Твой Гоголь.
П. А. ПЛЕТНЕВУ
Москва. 10 апреля <1842>
Уничтожение Копейкина меня сильно смутило! Это одно из лучших мест в поэме, и без него — прореха, которой я ничем не в силах заплатать и зашить. Я лучше решился переделать его, чем лишиться вовсе. Я выбросил весь генералитет, характер Копейкина означил сильнее, так что теперь видно ясно, что он всему причиною сам и что с ним поступили хорошо. Присоедините ваш голос и подвиньте кого следует. Вы говорите, что от покровительства высших нужно быть подальше, потому что они всякую копейку делают алтыном. Клянусь, я готов теперь рублем почитать всякую копейку, которая дается на мою бедную рукопись. Но я думаю даже, что один Никитенко может теперь ее пропустить. Прочитайте, вы увидите сами. Третьего дня я получил от него письмо, из которого видно, что он подвигнут ко мне участьем.

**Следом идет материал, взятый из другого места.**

PR #146, opened 2021-11-20
Added DeSocialWorld

ews99:
Our node is running for months now and also serving https://desocial.nl and https://desocountries.com


tijno:
I support this.

PR #147, opened 2021-11-20
Add NFTz Node

mvanhalen:
Add NFTz Node. We started early October and have Minting and Post options. nftz.zone is our frontend. DeSo transactions are processed by node.nftz.zone or api.nftz.zone. Bumped to id 12 since I saw there is a pr for 11


tijno:
I support this.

Передайте ему при сем прилагаемый ответ и листы Копейкина и упросите без малейшей задержки передать вам для немедленной пересылки ко мне, ибо печатанье рукописи уже началось.
Весь ваш Гоголь.
А. В. НИКИТЕНКО
<10 апреля 1842. Москва.>
Милостивый государь Александр Васильевич!
Благодарю вас за ваше письмо. В нем видно много участия, много искренности и много того, что прекрасно и благородно волнует человека. Да, я не могу пожаловаться на цензуру: она была снисходительна ко мне, и я умею быть признательным. Но, признаюсь, уничтоженье Копейкина меня много смутило. Это одно из лучших мест. И я не в силах ничем залатать ту прореху, которая видна в моей поэме. Вы сами, одаренные эстетическим вкусом, который так отразился в письме вашем, вы сами можете видеть, что кусок этот необходим, не для связи событий, но для того, чтобы на миг отвлечь читателя, чтобы одно впечатление сменить другим, и кто в душе художник, тот поймет, что без него остается сильная прореха. Мне пришло на мысль: может быть, цензура устрашилась генералитета. Я переделал Копейкина, я выбросил всё, даже министра, даже слово: «превосходительство». [даже слова: «превосходительство» теперь нет] В Петербурге за отсутствием всех остается только одна временная комиссия. Характер Копейкина я вызначил сильнее, так что теперь ясно, что он сам причиной своих поступков, а не недостаток состраданья в других. Начальник комиссии даже поступает с ним очень хорошо. Словом, всё [оно] теперь в таком виде, что никакая строгая цензура, по моему мнению, не может найти предосудительного в каком бы ни было отношении. Молю вас возвратить мне это место, и скорее сколько возможно, чтобы не задержать печатанья. У Плетнева вы возьмите рукопись и передайте ее потом ему же для пересылки ко мне. Ничего вам не скажу более, ибо вы сами в письме вашем сказали, что понимаете меня, стало быть, поймете и благодарность мою.